Meekins-Kent went in and out of the hospital to see her mom and be with her family — all while still trying to continue her studies at Mizzou. Her brother drove her to Columbia from Kansas City so that she could attend classes and take exams. Eventually, Meekins-Kent agreed with the doctors’ decision to take her mother off of life support, once it was determined that she had no brain function, after previously losing her ability to speak. Her mother passed away on November 18, 2017.

"It was clearly obvious that nothing else could be done,” Meekins-Kent said. “That whole time literally changed the rest of my life…. A lot of time in between then and now is a blur, but from the times I do remember I know that my mental health just left me."

‘None of this had a name’

Meekins-Kent was going to therapy a few weeks before that fateful phone call on her 19th birthday as a way of dealing with bouts of depression and anxiety — although she did not tell anyone that she was going until over a year had passed.

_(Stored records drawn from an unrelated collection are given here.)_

PR #7226, opened 2025-02-04
Add `size` prop to Button and ButtonGroup

ggdouglas:
#### Proposed changes:

Adds a new `size` prop to replace the (now deprecated) `small` and `large` props on `Button`/`AnchorButton` and `ButtonGroup`.


packages/core/src/common/classes.ts
```diff
@@ -439,3 +440,20 @@ export function positionClass(position: Position | undefined) {
     }
     return `${NS}-position-${position}`;
 }
+
+export function sizeClass(
+    size: Size | Omit<Size, "small">,
```
jscheiny:
```suggestion
    size: Size,
```

This type is equivalent, a type of `Omit<Size, "small">` should be assignable to `Size`.

packages/core/src/common/errors.ts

“None of this had a name. I wasn’t educated on this,” she said, “When I was having the symptoms, I didn't know what was going on, but I knew if I didn't hurry up and go seek therapy, I really didn't know what was going to happen to me.”

Meekins-Kent eventually stopped going to therapy, leading to her sophomore and junior years being the toughest on her mental health.

In 2020, though, she went back to therapy, allowing her the strength to proceed with an initial fundraiser that centered around her 22nd birthday, during which she set out to raise $1,000 for Sheffield Place, a nonprofit domestic shelter for women and children in Kansas City — and an establishment that was near and dear her mother’s heart.

She ended up raising $1,400 between the dates of Oct. 20 and Nov. 18 that year, after creating a video that explained the cause and the significance of those two dates.

"I wasn't fully ready to tell my story but I decided to just kind of go out on a limb,” she said.

Meekins-Kent encourages everyone in the Mizzou community, regardless of background or ethnicity, to simply “keep trying” when it comes to maintaining their mental health.

“That’s such a basic thing to say, but mental health can break you down to the point where you want to give up,” Meekins-Kent said.

“But you just have to keep trying. And when you're ready, tell your story because you never know who your story can help. You never know who needs to hear it at that time."